The University of Maryland Medical System opened today the state's first clinic for detecting and treating patients with cancerous moles and identifying other persons who may be susceptible to the often fatal disease.
The Pigmented Lesion Clinic is designed to help specialists spot malignant moles at their earliest development so they can be removed surgically to prevent spreading.

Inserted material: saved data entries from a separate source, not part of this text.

PR #1498, opened 2024-01-11
FEATURE: [okx] support query open orders

bailantaotao:


pkg/exchange/okex/okexapi/get_open_orders_request.go
```diff
@@ -0,0 +1,112 @@
...
+	// Leverage, from 0.01 to 125.
+	// Only applicable to MARGIN/FUTURES/SWAP
+	Lever string `json:"lever"`
+	// Profit and loss, Applicable to orders which have a trade and aim to close position. It always is 0 in other conditions
+	Pnl          string `json:"pnl"`
+	PositionSide string `json:"posSide"`
+	// Options price in USDOnly applicable to options; return "" for other instrument types
+	PriceUsd string `json:"pxUsd"`
+	// Implied volatility of the options orderOnly applicable to options; return "" for other instrument types
+	PriceVol string `json:"pxVol"`
```
c9s, line 54: decided not to use fixedpoint.Value?

bailantaotao: Since the field is only used in options, I ignore it. XD

i can update it

pkg/exchange/okex/okexapi/client.go
```diff
@@ -58,6 +58,10 @@ const (
 	OrderStateFilled          OrderState = "filled"
 )
 
+func (o OrderState) IsWorking() bool {
+	return o == OrderStateLive || o == OrderStatePartiallyFilled
```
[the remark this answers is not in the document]
bailantaotao: Why? The function represents only the working status- either live or partially filled.

pkg/exchange/okex/exchange.go
```diff
@@ -295,15 +298,46 @@ func (e *Exchange) SubmitOrder(ctx context.Context, order types.SubmitOrder) (*t
...
+
+	nextCursor := int64(0)
+	for {
+		if err := queryOpenOrderLimiter.Wait(ctx); err != nil {
+			return nil, fmt.Errorf("query open orders rate limiter wait error: %w", err)
+		}
+
+		req := e.client.NewGetOpenOrdersRequest().
+			InstrumentID(instrumentID).
+			After(fmt.Sprintf("%d", nextCursor))
```
c9s, line 314: better to use strconv.Itoa

strconv.Itoa is faster than fmt.Sprintf

pkg/exchange/okex/okexapi/client.go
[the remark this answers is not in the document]
c9s: like this:
```
switch o {  case OrderStateLive, OrderStatePartiallyFilled: return true;  default: return false  }
```

c9s (approved):

PR #1502, opened 2024-01-16
REFACTOR: [okx] refactor order trade event by json.Unmarshal

bailantaotao:


pkg/exchange/okex/parse.go
```diff
@@ -391,16 +390,67 @@ func parseAccount(v []byte) (*okexapi.Account, error) {
...
+		Price:         o.FillPrice,
+		Quantity:      o.FillSize,
+		QuoteQuantity: o.FillPrice.Mul(o.FillSize),
+		Symbol:        toGlobalSymbol(o.InstrumentID),
+		Side:          side,
+		IsBuyer:       side == types.SideTypeBuy,
+		IsMaker:       o.ExecutionType == okexapi.LiquidityTypeMaker,
+		Time:          types.Time(o.FillTime.Time()),
+		// charged by the platform is positive in our design, so added the `Neg()`.
+		Fee:           o.FillFee.Neg(),
```
bailantaotao, line 450: The fillFee default is currently negative because it is charged by the platform. However, in our design, the value should be positive, so I added the neg.

bailantaotao: If it's a rebate, then the result will be the opposite.

c9s (approved):

bailantaotao:
I pushed the wrong commit. Don't worry, it's the same as the old one.

PR #1515, opened 2024-01-26
[dca2] add dev mode field for dev

kbearXD:


pkg/strategy/dca2/dev_mode.go
```diff
@@ -0,0 +1,7 @@
+package dca2
+
+// DevMode, if Enabled is true. it means it will check the running field
+type DevMode struct {
+	On            bool `json:"on"`
```
c9s, line 5: use `enabled`

pkg/strategy/dca2/dev_mode.go
```diff
@@ -0,0 +1,7 @@
...
+	IsNewStrategy bool `json:"isNewStrategy"`
```
c9s, line 6: how about `newAccount` ?

pkg/strategy/dca2/strategy.go
```diff
@@ -66,6 +66,9 @@ type Strategy struct {
 	// UseCancelAllOrdersApiWhenClose uses a different API to cancel all the orders on the market when closing a grid
 	UseCancelAllOrdersApiWhenClose bool `json:"useCancelAllOrdersApiWhenClose"`
 
+	// dev mode
+	DevMode DevMode `json:"devMode"`
```
c9s, line 70: would be better to use `DevMode *DevMode`

pkg/strategy/dca2/open_position.go
```diff
@@ -32,6 +33,21 @@ func (s *Strategy) placeOpenPositionOrders(ctx context.Context) error {
 
 	s.debugOrders(createdOrders)
 
+	if s.DevMode.On && s.DevMode.IsNewStrategy {
```
c9s, line 36: and check s.DevMode != nil here

pkg/strategy/dca2/dev_mode.go
kbearXD: Actually, it's not new account. This field is used to make dca2 strategy not recover with long time ago trades.

pkg/strategy/dca2/strategy.go
kbearXD: I think if we use pointer here, we can remove Enabled field.

c9s (approved):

"If detected early enough, 85 percent of the people with malignant melanoma can be saved," Joseph W. Burnett, University Hospital chief dermatologist and director of the new clinic, said at a press conference.
About 17,500 persons develop melanoma each year in the United States, he said, and one-third of them die within a year. Doctors noted, however, that most moles are not malignant.
Other melanoma clinics are in Philadelphia, New York, Boston and San Francisco.
Although hospital officials said that the number of cases of melanoma is relatively small compared to other forms of cancer, Burnett added that the incidence of melanoma has doubled in the last 10 to 20 years, with the most dramatic increases in industrialized areas.
The high death rate, he said, indicates that many people ignore the early signs of possible malignancy -- itching, change of shape and color and proliferation of moles -- until it is too late.
Malignant melanoma chiefly affects light-skinned persons with blond or red hair, especially those exposed to intense periods of sunshine. It occurs 10 times more frequently often among whites than blacks.